Prompt — Set out exactly, and with nothing added, the line containing "next few days." and every line after it through the final line of the data.
==========
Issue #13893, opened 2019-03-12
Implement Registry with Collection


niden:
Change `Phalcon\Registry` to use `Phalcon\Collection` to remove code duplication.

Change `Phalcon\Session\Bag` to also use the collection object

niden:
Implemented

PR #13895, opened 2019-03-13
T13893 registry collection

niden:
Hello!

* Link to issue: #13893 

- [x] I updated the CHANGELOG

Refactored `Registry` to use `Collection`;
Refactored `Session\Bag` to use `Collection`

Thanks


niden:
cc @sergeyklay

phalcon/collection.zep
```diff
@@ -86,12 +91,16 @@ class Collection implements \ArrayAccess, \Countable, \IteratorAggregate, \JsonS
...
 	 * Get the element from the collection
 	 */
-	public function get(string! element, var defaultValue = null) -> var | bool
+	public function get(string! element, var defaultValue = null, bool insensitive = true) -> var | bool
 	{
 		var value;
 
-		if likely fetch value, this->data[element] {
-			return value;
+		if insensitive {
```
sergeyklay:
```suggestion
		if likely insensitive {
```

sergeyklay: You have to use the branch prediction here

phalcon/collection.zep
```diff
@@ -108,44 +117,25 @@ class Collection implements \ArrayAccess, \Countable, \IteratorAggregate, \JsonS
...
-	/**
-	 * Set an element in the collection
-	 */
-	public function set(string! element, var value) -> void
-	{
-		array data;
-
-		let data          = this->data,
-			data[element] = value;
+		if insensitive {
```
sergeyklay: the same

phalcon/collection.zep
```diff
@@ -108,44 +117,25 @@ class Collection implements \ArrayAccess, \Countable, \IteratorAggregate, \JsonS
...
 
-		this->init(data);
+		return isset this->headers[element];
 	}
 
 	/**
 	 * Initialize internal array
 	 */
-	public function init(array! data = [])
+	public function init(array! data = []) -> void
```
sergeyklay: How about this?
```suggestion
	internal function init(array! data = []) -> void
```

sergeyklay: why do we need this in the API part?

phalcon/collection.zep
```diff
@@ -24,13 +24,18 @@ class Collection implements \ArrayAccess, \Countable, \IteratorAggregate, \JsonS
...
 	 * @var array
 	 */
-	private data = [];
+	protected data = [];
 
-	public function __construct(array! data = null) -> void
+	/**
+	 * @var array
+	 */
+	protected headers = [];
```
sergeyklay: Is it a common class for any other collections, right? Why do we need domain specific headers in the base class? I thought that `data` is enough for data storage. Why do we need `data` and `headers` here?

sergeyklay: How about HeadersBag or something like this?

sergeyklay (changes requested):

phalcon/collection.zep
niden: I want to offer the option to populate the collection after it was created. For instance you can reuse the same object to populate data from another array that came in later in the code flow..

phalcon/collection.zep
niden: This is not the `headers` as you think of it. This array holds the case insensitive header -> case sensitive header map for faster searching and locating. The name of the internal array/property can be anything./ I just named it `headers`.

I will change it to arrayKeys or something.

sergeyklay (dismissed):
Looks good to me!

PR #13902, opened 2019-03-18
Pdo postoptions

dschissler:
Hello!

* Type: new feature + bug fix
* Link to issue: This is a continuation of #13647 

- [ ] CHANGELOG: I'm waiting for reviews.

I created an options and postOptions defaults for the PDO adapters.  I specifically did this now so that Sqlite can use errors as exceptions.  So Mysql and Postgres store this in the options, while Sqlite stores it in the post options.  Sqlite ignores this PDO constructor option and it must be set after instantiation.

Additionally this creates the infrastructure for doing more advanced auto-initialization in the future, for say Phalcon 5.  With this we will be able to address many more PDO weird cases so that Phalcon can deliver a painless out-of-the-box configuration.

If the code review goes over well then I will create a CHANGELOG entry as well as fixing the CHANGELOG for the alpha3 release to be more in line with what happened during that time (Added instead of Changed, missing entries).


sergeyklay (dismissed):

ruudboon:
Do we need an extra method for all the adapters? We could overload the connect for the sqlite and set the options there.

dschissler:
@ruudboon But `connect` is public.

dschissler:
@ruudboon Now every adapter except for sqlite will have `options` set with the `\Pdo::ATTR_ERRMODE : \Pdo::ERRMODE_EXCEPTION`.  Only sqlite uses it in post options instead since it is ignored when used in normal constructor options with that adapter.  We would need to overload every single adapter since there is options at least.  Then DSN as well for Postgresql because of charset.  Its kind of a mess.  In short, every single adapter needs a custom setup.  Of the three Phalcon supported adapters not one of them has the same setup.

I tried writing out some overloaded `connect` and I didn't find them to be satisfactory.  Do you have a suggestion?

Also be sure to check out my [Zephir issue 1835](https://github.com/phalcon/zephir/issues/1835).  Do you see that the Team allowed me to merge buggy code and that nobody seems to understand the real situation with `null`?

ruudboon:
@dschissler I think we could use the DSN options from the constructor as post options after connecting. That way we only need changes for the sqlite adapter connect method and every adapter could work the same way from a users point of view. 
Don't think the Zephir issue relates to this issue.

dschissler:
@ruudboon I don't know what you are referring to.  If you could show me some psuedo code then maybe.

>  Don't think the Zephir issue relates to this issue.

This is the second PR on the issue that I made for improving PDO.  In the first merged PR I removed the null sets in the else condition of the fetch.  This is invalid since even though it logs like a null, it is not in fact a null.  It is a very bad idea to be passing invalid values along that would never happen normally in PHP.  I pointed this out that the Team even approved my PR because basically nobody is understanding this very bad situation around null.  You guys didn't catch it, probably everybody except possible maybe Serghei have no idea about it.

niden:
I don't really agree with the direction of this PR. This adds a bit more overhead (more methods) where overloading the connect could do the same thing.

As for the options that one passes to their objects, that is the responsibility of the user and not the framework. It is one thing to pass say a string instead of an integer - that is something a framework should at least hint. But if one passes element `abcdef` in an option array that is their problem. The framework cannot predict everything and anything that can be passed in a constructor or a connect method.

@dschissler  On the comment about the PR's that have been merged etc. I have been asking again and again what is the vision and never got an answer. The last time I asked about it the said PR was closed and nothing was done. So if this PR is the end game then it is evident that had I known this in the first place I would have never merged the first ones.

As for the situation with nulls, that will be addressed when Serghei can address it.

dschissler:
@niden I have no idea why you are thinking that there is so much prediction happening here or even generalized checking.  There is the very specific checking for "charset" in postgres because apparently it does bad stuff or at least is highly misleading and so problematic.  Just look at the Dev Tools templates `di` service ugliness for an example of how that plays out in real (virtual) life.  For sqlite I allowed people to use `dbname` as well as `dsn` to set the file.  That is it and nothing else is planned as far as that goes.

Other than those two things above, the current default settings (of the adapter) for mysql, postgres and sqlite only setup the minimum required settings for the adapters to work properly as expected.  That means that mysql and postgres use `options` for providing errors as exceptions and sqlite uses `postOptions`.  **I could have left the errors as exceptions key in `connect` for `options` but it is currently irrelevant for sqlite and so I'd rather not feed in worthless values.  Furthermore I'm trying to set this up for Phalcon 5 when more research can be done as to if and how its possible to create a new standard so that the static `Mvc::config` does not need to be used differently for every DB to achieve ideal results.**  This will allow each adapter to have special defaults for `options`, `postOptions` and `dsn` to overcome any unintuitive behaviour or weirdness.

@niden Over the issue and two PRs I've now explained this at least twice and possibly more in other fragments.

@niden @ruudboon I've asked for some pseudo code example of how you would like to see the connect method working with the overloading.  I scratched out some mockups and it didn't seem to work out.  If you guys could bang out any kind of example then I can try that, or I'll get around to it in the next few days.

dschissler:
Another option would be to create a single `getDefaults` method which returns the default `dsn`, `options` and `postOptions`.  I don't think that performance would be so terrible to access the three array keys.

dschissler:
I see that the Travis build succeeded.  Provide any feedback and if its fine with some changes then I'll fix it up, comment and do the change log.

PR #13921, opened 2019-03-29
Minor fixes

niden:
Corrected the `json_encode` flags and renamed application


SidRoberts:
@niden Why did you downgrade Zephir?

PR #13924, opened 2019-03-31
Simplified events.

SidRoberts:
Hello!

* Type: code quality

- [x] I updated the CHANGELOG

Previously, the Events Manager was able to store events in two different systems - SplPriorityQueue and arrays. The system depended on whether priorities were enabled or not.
==========
Response area —
@niden @ruudboon I've asked for some pseudo code example of how you would like to see the connect method working with the overloading.  I scratched out some mockups and it didn't seem to work out.  If you guys could bang out any kind of example then I can try that, or I'll get around to it in the next few days.

dschissler:
Another option would be to create a single `getDefaults` method which returns the default `dsn`, `options` and `postOptions`.  I don't think that performance would be so terrible to access the three array keys.

dschissler:
I see that the Travis build succeeded.  Provide any feedback and if its fine with some changes then I'll fix it up, comment and do the change log.

PR #13921, opened 2019-03-29
Minor fixes

niden:
Corrected the `json_encode` flags and renamed application


SidRoberts:
@niden Why did you downgrade Zephir?

PR #13924, opened 2019-03-31
Simplified events.

SidRoberts:
Hello!

* Type: code quality

- [x] I updated the CHANGELOG

Previously, the Events Manager was able to store events in two different systems - SplPriorityQueue and arrays. The system depended on whether priorities were enabled or not.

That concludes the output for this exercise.